Read the records below and copy each line that contains "setting".

**DATA IN THIS EXERCISE:**
━━━━━━━━━━━━━━━━━━━━━━━━━━━━━━
PR #303, opened 2015-11-05
Align `build.cmd` with latest Universe templates

dougbu:
- use latest `NuGet.exe`
- use specified (often prerelease) KoreBuild package
- avoid `dnvm upgrade` because it messes with the user-level `$env:Path` setting

nit: remove trailing whitespace

### DIFF
--- a/build.cmd
+++ b/build.cmd
@@ -1,8 +1,11 @@
-@echo off 
+@echo off
 cd %~dp0
 
 SETLOCAL
-SET CACHED_NUGET=%LocalAppData%\NuGet\NuGet.exe
+SET NUGET_VERSION=latest
+SET CACHED_NUGET=%LocalAppData%\NuGet\nuget.%NUGET_VERSION%.exe
+SET BUILDCMD_KOREBUILD_VERSION=
+SET BUILDCMD_DNX_VERSION=
 
 IF "%*"=="" (
   SET SCRIPTARGS=verify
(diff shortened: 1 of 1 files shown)


dougbu:
/cc @phenning 

FYI build buddies: This PR should prevent future unintended changes to the asplab `$env:Path` setting.

build.cmd
```diff
@@ -10,25 +13,34 @@ IF "%*"=="" (
...
-@powershell -NoProfile -ExecutionPolicy unrestricted -Command "$ProgressPreference = 'SilentlyContinue'; Invoke-WebRequest 'https://www.nuget.org/nuget.exe' -OutFile '%CACHED_NUGET%'" 
- 
-:copynuget 
-IF EXIST .nuget\nuget.exe goto restore 
-md .nuget 
-copy %CACHED_NUGET% .nuget\nuget.exe > nul 
- 
-:restore 
-IF EXIST packages\KoreBuild goto run  
-.nuget\NuGet.exe install KoreBuild -ExcludeVersion -o packages -nocache -pre -Source https://myget.org/F/aspnetvnext
```
dougbu, line 25: Not sure about removing the `-Source` argument here. The change won't affect CI builds because earlier steps create a `NuGet.config` file containing the Right Stuff:tm:.

@joeloff any expected issues for local builds i.e. to most people have reasonable default feeds, containing `https://myget.org/F/aspnetvnext` or newer? I'll add a `NuGet.config` file if you think it's worthwhile.

joeloff, line 25: For the most part the template build pulls in packages from the internal machines and use those as source. I'd assume most people do have good feeds. If it trips people up we can probably look at adding a config file

dougbu:
Is this ready @joeloff ?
━━━━━━━━━━━━━━━━━━━━━━━━━━━━━━
**ANSWER BELOW:**
- avoid `dnvm upgrade` because it messes with the user-level `$env:Path` setting
FYI build buddies: This PR should prevent future unintended changes to the asplab `$env:Path` setting.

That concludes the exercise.